In San Francisco lebt der Enthüllungsjournalist Eddie Brock (Tom Hardy) zusammen mit seiner Freundin Anne Weying (Michelle Williams) ein mehr oder weniger glückliches Leben. Zumindest bis er sich zu einem Interview mit Dr. Carlton Drake (Riz Ahmed) in die Labore der Life Foundation begibt und einige sehr unangenehme Fragen stellt. Danach werden er und seine Freundin gefeuert, sie macht Schluss mit ihm und er gerät in eine schwere Lebenskrise. Plötzlich tritt Dr. Dora Skirth (Jenny Slate), eine Mitarbeiterin der Foundation, auf ihn zu und will ihm zeigen, dass die Gerüchte um Experimente an lebenden Menschen in den Laboren stimmen. Bei dem nächtlichen Einbruch passiert ein Unfall und Eddie infiziert sich mit einem Virus, der fortan sein Leben immer stärker kontrolliert.

 

Oft ist es ja ein Trailer, der zunächst auf einen guten Film schließen lässt, von dem man dann später enttäuscht ist, weil der Trailer entweder die Handlung zu sehr vorweg nimmt oder die besten Szenen bereits zeigt, die dann manchmal sogar noch herausgeschnitten werden. Im Fall von Venom ist es ausnahmsweise einmal umgekehrt. Der Trailer sah für mich wirklich nicht spannend aus, der Film allerdings hat mir sehr gut gefallen.

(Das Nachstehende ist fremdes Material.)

PR #1568, opened 2023-12-13
fix: all wallets shimmer bug

enesozturk:
# Changes

When we set `includeWalletIds` and `featuredWalledIds` as the same array, in case people want to show only a few wallets in the wallet select page, the all wallets button and the all wallets page have a few issues:

- All wallets button shows a wrong number of wallet options on the right side. This is fixed in https://github.com/WalletConnect/web3modal/pull/1499/files but we should consider featured apps for the whole count too.
- All wallet lists should be considered if there are only featured apps. When we calculate the `count` value in `ApiController`, the `featured` wallets are not counted, but we fetch the featured ones in all wallet lists 

# Steps to reproduce

- In the `createWeb3Modal` function, pass the `includeWalletIds` and pass `featuredWalletIds` as the same array of Wallet id's.

# Test

- [x] Wagmi examples (default, siwe, email)
- [x] Ethers examples (default, siwe, email)

# Changes

- fix: all wallets count calculation
- fix: all wallet list shimmer rendering logic when only have featured items

# Associated Issues

Closes https://github.com/WalletConnect/web3modal/issues/1566

### DIFF
--- a/packages/scaffold/src/views/w3m-connect-view/index.ts
+++ b/packages/scaffold/src/views/w3m-connect-view/index.ts
@@ -200,7 +200,11 @@ export class W3mConnectView extends LitElement {
       return null
     }
 
-    const roundedCount = Math.floor(ApiController.state.count / 10) * 10
+    const count = ApiController.state.count
+    const featuredCount = ApiController.state.featured?.length
+    const rawCount = count + featuredCount
+    const roundedCount = rawCount < 10 ? rawCount : Math.floor(rawCount / 10) * 10
+    const tagLabel = roundedCount < rawCount ? `${roundedCount}+` : `${roundedCount}`
 
     return html`
       <wui-list-wallet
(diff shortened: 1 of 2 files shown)


packages/scaffold/src/views/w3m-connect-view/index.ts
```diff
@@ -200,15 +200,19 @@ export class W3mConnectView extends LitElement {
       return null
     }
 
-    const roundedCount = Math.floor(ApiController.state.count / 10) * 10
+    const count = ApiController.state.count
+    const featuredCount = ApiController.state.featured?.length
+    const rawCount = count + featuredCount
```
tomiir, line 205: could this result in a problem if `featuredCount` is undefined?.
If `ApiController.state.featured` is undefined, this breaks I think 🤔

enesozturk: Not sure how I went with optional property access operator since it's not expected to be undefined

svenvoskamp (approved):
LGTM

tomiir (approved):

PR #1570, opened 2023-12-14
Chore/error hook ethers

svenvoskamp:
# Changes

Added new `useWeb3ModalError` hook/composition for `ethers` and `ethers5` package to get internal errors

# Associated Issues

closes https://github.com/WalletConnect/web3modal/issues/1490


packages/ethers/src/client.ts
```diff
@@ -777,8 +821,12 @@ export class Web3Modal extends Web3ModalScaffold {
             this.setAddressExplorerUrl(undefined)
           }
           if (this.hasSyncedConnectedAccount) {
-            await this.syncProfile(address)
-            await this.syncBalance(address)
+            try {
```
enesozturk, line 824: @svenvoskamp , I'm considering the error handling strategies within our methods. Currently, it seems like `syncBalance` includes internal error handling, but `syncProfile` does not. Given this, I'm questioning whether it's necessary to use additional try/catch blocks when calling these methods.

My suggestion is to concentrate our error handling efforts within the smallest possible functional units. This approach promotes better encapsulation by ensuring that error handling is managed within each method itself. As a result, the calling functions wouldn't need to be concerned with catching errors from syncBalance or syncProfile, since these methods would already be handling their own errors effectively.

enesozturk:
@svenvoskamp Do you think it would be beneficial to implement similar error handlings for `wagmi` as well?

svenvoskamp:
I don't think we need them, because I think wagmi handles this already internally

packages/ethers/src/client.ts
svenvoskamp: I agree, I removed a few of them. Could you check again?

enesozturk (approved):
🚀

packages/ethers/src/client.ts
enesozturk: Awesome, I think better now, thanks!

PR #1575, opened 2023-12-15
Show copy link button when QR code is loaded

svenvoskamp:
# Changes

- fix: Wait till qr code is loaded to show copy link button 

# Associated Issues

closes https://github.com/WalletConnect/web3modal/issues/1443


enesozturk (approved):
LGTM ⚡️

Causes a layout shift but I think it's still good since we have layout animation;

https://github.com/WalletConnect/web3modal/assets/19428358/60b607fb-dd4d-4608-8ab1-d19f0f22dd0b

svenvoskamp:
Yes was aware of that 

> LGTM ⚡️
> 
> Causes a layout shift but I think it's still good since we have layout animation;
> 
>  Screen.Recording.2023-12-15.at.16.00.43.mov

Yes was aware of that, but I think it is not disruptive or anything

PR #1576, opened 2023-12-15
Fix incorrect network order when connected with wc 

svenvoskamp:
# Changes

- fix: Fix incorrect network order when connected with wc 

# Associated Issues

closes https://github.com/WalletConnect/web3modal/issues/1388


enesozturk (approved):
LGTM

packages/scaffold/src/views/w3m-networks-view/index.ts
```diff
@@ -63,9 +63,26 @@ export class W3mNetworksView extends LitElement {
       NetworkController.state
     const approvedIds = approvedCaipNetworkIds
     const requested = requestedCaipNetworks
```
enesozturk, line 65: It would be beneficial to maintain more descriptive variable names;

```suggestion
    const requestedNetworks = requestedCaipNetworks
```

arein (approved):
Does this need to have a unit/functional test?

svenvoskamp:
> Does this need to have a unit/functional test?

It makes sense to do some functional testing here as the order depends on the specific wallet you're connected with.

PR #2195, opened 2024-04-26
refactor: sync theme variables with secure site

enesozturk:
# Changes

The secure site uses the theme variables from the web3modal version it has. But this approach is problematic. When we make changes to our theme variables over time, and if users have a web3modal version that is not the same version as the secure site's web3modal. This would create UI's with a different look inside the transaction approval screens.

This PR introduces changes to share our w3m theme variables with a secure site with a `syncTheme` listener and render the UI with the same variables of w3m.

See the PR on the web3modal for the required changes: https://github.com/WalletConnect/secure-web3modal/pull/122


packages/scaffold/src/client.ts
```diff
@@ -38,6 +39,7 @@ export interface LibraryOptions {
   projectId: OptionsControllerState['projectId']
   themeMode?: ThemeMode
   themeVariables?: ThemeVariables
+  w3mThemeVariables?: W3mThemeVariables
```
svenvoskamp, line 42: `w3mThemeVariables` shouldn't be in options

packages/ui/src/utils/ThemeUtil.ts
```diff
@@ -40,7 +40,7 @@ export function setThemeVariables(themeVariables: ThemeVariables) {
   }
 }
 
-function createRootStyles(themeVariables?: ThemeVariables) {
+export function createRootStyles(themeVariables?: ThemeVariables) {
```
svenvoskamp, line 43: Do we need to export it with this solution?

enesozturk: Nope, let me revert

packages/wallet/src/W3mFrameSchema.ts
```diff
@@ -41,7 +41,8 @@ export const AppUpdateEmailPrimaryOtpRequest = z.object({ otp: z.string() })
 export const AppUpdateEmailSecondaryOtpRequest = z.object({ otp: z.string() })
 export const AppSyncThemeRequest = z.object({
   themeMode: z.optional(z.enum(['light', 'dark'])),
-  themeVariables: z.optional(z.record(z.string(), z.string().or(z.number())))
+  themeVariables: z.optional(z.record(z.string(), z.string().or(z.number()))),
+  w3mThemeVariables: z.record(z.string(), z.string())
```
tomiir, line 45: if this is not `optional` it will require installing a new v on secure-site to prevent zod crashes

enesozturk: Let's go with the new version way. This should be required when we call `syncTheme` function to keep our themes synced, wdyt? @tomiir

tomiir (approved):

lukaisailovic (approved):

svenvoskamp (approved):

Erste Kritiker sprechen von einem schleichenden Beginn, einer nicht sehr originellen Handlung und die Effekte, gerade am Ende, wären für den Zuschauer nur zum Teil wirklich nachvollziehbar. Alle Kritikpunkte kann ich verstehen. Dennoch hat mich „Venom“ echt gut unterhalten. Der Anfang hat in der Tat einige Längen, wenn es auch selten völlig uninteressant ist, aber die Entdeckung und Auseinandersetzung von Eddie mit dem außerirdischen Virus ist dafür extrem kurzweilig. Lange nicht so düster, wie gedacht, hat der Film einige echte Lacher parat. Tom Hardy, den ich noch als eiskalten Schurken „Bane“ in „The Dark Knight Rises“ in Erinnerung habe, spielt der verunsicherten Journalisten mit dem außergewöhnlichen Begleiter sehr charmant, besonders in Kombination mit dem neuen Lover seiner Ex, der auch noch sein behandelnder Arzt wird. Gerade diese Darstellung hat mich über viele, durchaus angebrachte Kritiken an dem Film hinweggetröstet.

 

Eingefleischte Marvel Fans finden möglicherweise an dem Film nicht so viel Gefallen. Er ist nicht wirklich ein Spektakel und die Hintergründe zu der Figur werden nicht der Vorlage gemäß dargestellt. Zum Beispiel ist zu lesen, dass Peter Parker (Spiderman) eigentlich für den Rauswurf von Eddie Brock verantwortlich war. Das ist im Film ganz anders. Dennoch kann ich den Film jedem empfehlen, dem so etwas, ebenso wie das ganz große Effektspektakel, nicht so wichtig ist und der einfach nur einen unterhaltsamen Film sehen will. Das ist Venom auf jeden Fall und für meine Begriffe sogar unterhaltsamer als einige andere Marvels, die die beiden anderen Kriterien besser erfüllen. (gepostet: 7.10.2018)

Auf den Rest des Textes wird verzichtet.